Turning specifically to claimant's allegations of disabling pain, the ALJ had a substantial basis for disbelieving those allegations. In addition to Dr. Fontanez' report and the consistent medical findings of Dr. Marrero, a consulting neurologist, claimant was described by a Social Security Administration interviewer as able to answer all questions in full, with no difficulty observed during the interview, which claimant attended alone. Furthermore, as the ALJ noted, the record is replete with discrepancies in claimant's account of his history and activities. The ALJ stated,
The medical picture in this case is quite puzzling. Whereas at the second hearing the claimant alleged back pain and left leg numbness as a result of surgery in October 1984, when he filed for benefits on December 5, 1984 he failed to mention leg troubles in his application. He alleged his back aches began after surgery, but he claimed pains all over body by August 2, 1984. In the first hearing he denied any traumatic episode, but in the second one he claimed a fall where he injured his left testicle.

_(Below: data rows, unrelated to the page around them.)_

PR #519, opened 2016-12-05
Support batch insert on SQLite, fix inserting empty slices

### LINKED ISSUE #384: Insert is crashing while trying to insert an empty vector

sgrif:
Those who watched my recent stream will notice that this has exactly
none of the code from that stream. Once I decided that empty errors
should be an error case, I realized that the "noop query that is
successful but should not execute" only applies to inserts, so I wanted
to take an approach that only affected inserts. I realized that the
plumbing required for batch inserts on SQLite would allow me to fix
this, since if we have a hook to execute N queries, N can be 0.

So this adds support for batch insert on SQLite. When `.into()` is
called, the return type will now either be `InsertStatement` or
`BatchInsertStatement`. The latter hooks into `ExecuteDsl` and `LoadDsl`
to do separate queries on SQLite.

While there should techincally be a separate queries implementation of
`LoadDsl` as well, we don't support any backend that supports returning
clauses but not the default keyword. I don't think such a backend
exists, so I've left out that code path as it would be untested.

We can probably partially revert this commit to leave the constraints on
`ExecuteDsl` and `LoadDsl` alone once specialization is stable, but the
addition of the second parameter on `ExecuteDsl` will still be required
unless [RFC 1672](https://github.com/rust-lang/rfcs/pull/1672) is
accepted.

The default type parameters on `IntoInsertStatement` are because
`NoReturningClause` is a voldemort type outside of the diesel crate, and
we're still needing to reference it in the `batch_insert` function in
our tests. That function can be removed with this feature, but it'll be
a large amount of churn that I want to commit separately. Once that's
done, the default types can be removed.

Fixes #384


sgrif:

diesel/src/query_builder/insert_statement.rs
```diff
@@ -148,6 +189,140 @@ impl<T, U, Op> InsertStatement<T, U, Op, NoReturningClause> {
...
+#[cfg(feature="sqlite")]
+impl<'a, T, U, Op, Ret> ExecuteDsl<::sqlite::SqliteConnection>
+    for BatchInsertStatement<T, &'a [U], Op, Ret> where
+        InsertStatement<T, &'a U, Op, Ret>: ExecuteDsl<::sqlite::SqliteConnection>,
+        T: Copy,
+        Op: Copy,
+        Ret: Copy,
+{
+    fn execute(self, conn: &::sqlite::SqliteConnection) -> QueryResult<usize> {
+        let mut result = 0;
```
sgrif: I would love to use `Iterator::sum` for this, but I don't see a good way to do it without first using `Iterator::collect` to put it into a `Result<Vec<T>>`

killercup: Well, you could do

```rust
let inserts = self.records.map(|r| InsertStatement::new(self.target, r, self.operator, self.returning).execute(conn));
let insert_sum = inserts
    .take_while(Result::is_ok)
    .map(Result::unwrap)
    .sum();

// next element is always an error or None
if let Some(Err(err)) = inserts.next() { Err(err) }
else { Ok(insert_sum) }
```

or something like… but it's quite long and not really more readable IMHO :/

diesel/src/query_builder/insert_statement.rs
```diff
@@ -24,26 +27,64 @@ impl<T, Op> IncompleteInsertStatement<T, Op> {
...
 
+impl<'a, T, Tab, Op, Ret> IntoInsertStatement<Tab, Op, Ret> for &'a Vec<T> {
+    type InsertStatement = <&'a [T] as IntoInsertStatement<Tab, Op, Ret>>::InsertStatement;
+
+    fn into_insert_statement(self, target: Tab, operator: Op, returning: Ret)
+        -> Self::InsertStatement
+    {
+        (&**self).into_insert_statement(target, operator, returning)
+    }
+}
```
killercup: Do you actually need to impl this for `&Vec` if you already have `&[]`? I mean, it doesn't hurt, but deref coercions should take care of that, right? Then again, you apparently need to write `&**self`?

diesel_tests/tests/insert.rs
```diff
@@ -64,16 +64,18 @@ fn insert_records_with_custom_returning_clause() {
 }
 
 #[test]
-#[cfg(not(feature = "sqlite"))]
```
killercup: Yay!

diesel_tests/tests/insert.rs
```diff
@@ -182,3 +184,30 @@ fn insert_on_conflict_replace() {
     let names = users.select(name).order(id).load::<String>(&connection);
     assert_eq!(Ok(expected_names), names);
 }
+
+#[test]
+fn insert_empty_slice() {
```
killercup: Yay²!

diesel/src/query_builder/insert_statement.rs
sgrif: Yeah I'm just going to submit a PR to make `sum` work out of the box

diesel/src/macros/insertable.rs
```diff
@@ -199,6 +199,24 @@ macro_rules! _Insertable {
                 ,)+)
             }
         }
+
+    } __diesel_parse_as_item! {
+        impl<$($lifetime,)* 'insert, Op, Ret> $crate::query_builder::insert_statement::IntoInsertStatement<$table_name::table, Op, Ret>
+            for &'insert $struct_ty where
+                $('insert: $lifetime,)*
+                $crate::query_builder::insert_statement::InsertStatement<$table_name::table, &'insert $struct_ty, Op, Ret>: $crate::query_builder::AsQuery,
```
sgrif: Doesn't `'insert: $lifetime` mean those lifetimes outlive `'insert` not the other way around? A reference can't outlive its data!

diesel/src/query_builder/insert_statement.rs
sgrif: Deref coercions don't apply to trait impls

diesel/src/query_builder/insert_statement.rs
```diff
@@ -148,6 +189,140 @@ impl<T, U, Op> InsertStatement<T, U, Op, NoReturningClause> {
     }
 }
 
+#[derive(Debug, Clone, Copy)]
+/// The result of calling `insert(records).into(some_table)` when `records` is
+/// a slice or a `Vec`. When calling methods from `ExecuteDsl` or `LoadDsl`.
```
sgrif: I'm going to do a doc pass on the whole module before we ship. The `.returning` function is basically undiscoverable right now.

diesel/src/macros/insertable.rs
killercup: Uhm, no? `'a: 'b` means that `'a` lives at least as long as `'b`. IIRC, this not really intuitive. But [the nomicon](https://doc.rust-lang.org/nomicon/subtyping.html) and [Niko](http://smallcultfollowing.com/babysteps/blog/2016/05/09/non-lexical-lifetimes-adding-the-outlives-relation/#the-outlives-relation-in-light-of-control-flow) seem to agree with me.

sgrif: I have observed that the compiler often doesn't care if I do `$lifetime: 'insert` or `'insert: $lifetime` though.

At a January 12, 1987 hearing claimant stated that he could not read, did not have a driver's license and had never driven. Yet in a disability report and in that same hearing he stated that he liked to read newspapers. At an August 6, 1985 hearing he stated that he drove for about ten years while in Connecticut. Dr. Gayalde, a consulting neurologist, stated in a December 14, 1985 medical report that claimant "came to evaluation alone in a friends car." Accordingly, the ALJ was entitled to doubt claimant's credibility and discount his claims of back pain so severe in intensity as to preclude work as a salesman. We add that, contrary to claimant's contention, the ALJ's report shows that he did give adequate consideration to claimant's subjective complaints of pain and did consider non-medical evidence of pain as required by Avery v. Secretary of Health and Human Services, 797 F.2d 19 (1st Cir. 1986).
Finally, we agree with the ALJ that the record contains no evidence of a severe mental impairment before September 30, 1986, when claimant's insured status expired.
The judgment of the district court is affirmed.